WHAT IS BEING ASKED
Reproduce only the lines from the line containing "Fixes https://github.com/pagespeed/ngx_pagespeed/issues/1358" to the end of the entries below, including both of those lines.

DATA EXTRACT: Begin

PR #1476, opened 2017-01-12
doc: use HTTPS for LazyloadImagesBlankUrl

jeffkaufman:
Fixes https://github.com/pagespeed/ngx_pagespeed/issues/1358


morlovich:
Maybe protocol relative?

jeffkaufman:
> Maybe protocol relative?

The recommendation now is just to always use https: https://www.paulirish.com/2010/the-protocol-relative-url/

```
Update 2014.12.17:

Now that SSL is encouraged for everyone and
doesn’t have performance concerns, this technique
is now an anti-pattern. If the asset you need is
available on SSL, then always use the https:// asset.
```

jmarantz (approved):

DATA EXTRACT: End

SOLUTION
Fixes https://github.com/pagespeed/ngx_pagespeed/issues/1358


morlovich:
Maybe protocol relative?

jeffkaufman:
> Maybe protocol relative?

The recommendation now is just to always use https: https://www.paulirish.com/2010/the-protocol-relative-url/

```
Update 2014.12.17:

Now that SSL is encouraged for everyone and
doesn’t have performance concerns, this technique
is now an anti-pattern. If the asset you need is
available on SSL, then always use the https:// asset.
```

jmarantz (approved):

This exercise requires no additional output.